NEW ORLEANS
A federal judge ordered a public school system to stop allowing in-school
Bible giveaways, saying the practice violates the First Amendment separation of
church and state.
"Distribution of Bibles is a religious activity without a secular purpose"
and amounts to school board promotion of Christianity, U.S. District Judge Carl
J. Barbier ruled in a case brought by the American Civil Liberties Union of
Louisiana against the Tangipahoa Parish School Board.
As requested by both sides, Barbier made a summary judgment based only on the
written briefs something judges may do only if the law is absolutely clear.
Defense attorney Christopher M. Moody said late Tuesday that the school board
decided to appeal the ruling to the 5th U.S. Circuit Court of Appeal.
"We think our chances on appeal are very good," he said.
The ACLU filed the lawsuit for an anonymous family whose daughter said she
felt pressured into taking a Bible even though she doesn't believe in God. The
girl was called Jane Roe and her father John Roe out of fear of retaliation by
schoolmates and neighbors, the ACLU has said.
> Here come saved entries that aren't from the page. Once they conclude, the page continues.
PR #205, opened 2022-04-26
Remove namespace to instance properties and add pid

kezhenxu94:
Closes https://github.com/apache/skywalking/issues/8665


wu-sheng (approved):

Superskyyy (approved):
lgtm

PR #983, opened 2016-11-02
Resteasy 1532 synchronous dispatcher exception mapper

rsearls:


providers/jackson2/src/main/java/org/jboss/resteasy/plugins/providers/jackson/ResteasyJackson2Provider.java
```diff
@@ -175,49 +175,53 @@ public void flush() throws IOException {
...
+      }
+      value = endpoint.modifyBeforeWrite(value);
+      ObjectWriterModifier mod = ObjectWriterInjector.getAndClear();
+      if (mod != null) {
+         writer = mod.modify(endpoint, httpHeaders, value, writer, jg);
+      }
+
+      try {
          writer.writeValue(jg, value);
-      } finally {
```
asoldano: I know this is the point of the PR, leaving the JsonGenerator open for the ExceptionMapper, but is there any side effect in doing this? Shouldn't it be closed anyway, even if later?

ronsigal: I've looked at one of the implementations of JsonGenerator (com.fasterxml.jackson.core.json.UTF8JsonGenerator), and it looks like it has two resources to be released at the end.

1. OutputStream: this doesn't seem to be a problem, since it's created and closed by the servlet container. Well, I just verified that for TJWS, and I suppose it must be true for other servlet containers.

2. UTF8JsonGenerator maintains some buffers, in the form of byte arrays of a few thousand bytes. These are released in UTF8JsonGenerator.close(). Given that the JsonGenerator is a stack variable that passes out of scope when ResteasyJackson2Provider.writeTo() returns, we're probably OK there as well.

Make sense?

asoldano: Sorry for the late reply; my only concern with 2. would be that the close() method actually also forces a flush, which might possibly be required. This said, I've just added a comment on the jira on a possible idea for this issue.

asoldano: I've opened up https://github.com/resteasy/Resteasy/pull/1153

Jane Roe was a fifth-grader at Loranger Middle School when The Gideons
International visited on May 9, 2007. Principal Andre Pellerin notified
fifth-grade teachers that the group would be on campus all day, giving away
Bibles outside his office. His e-mail said, "Please stress to students that they
DO NOT have to get a bible," according to Barbier.
However, the judge wrote, even procedures upheld as neutral for secondary
school students might be out of bounds for "an impressionable young
elementary-age child."
He cited a ruling that upheld a West Virginia county's system of putting both
religious and nonreligious material on a secondary school table where school
students could walk past it. Grade-school children might not understand that the
school board was not endorsing any of the materials, the 4th Circuit Court of
Appeal said in that case.
At Loranger, the table outside the principal's office also created the
impression that the school was endorsing Christianity, Barbier wrote.
Moody said the school board was working on a policy along the lines of the
one cited by Barbier, but it was still being developed. But, he said, the board
believes the current policy is legal.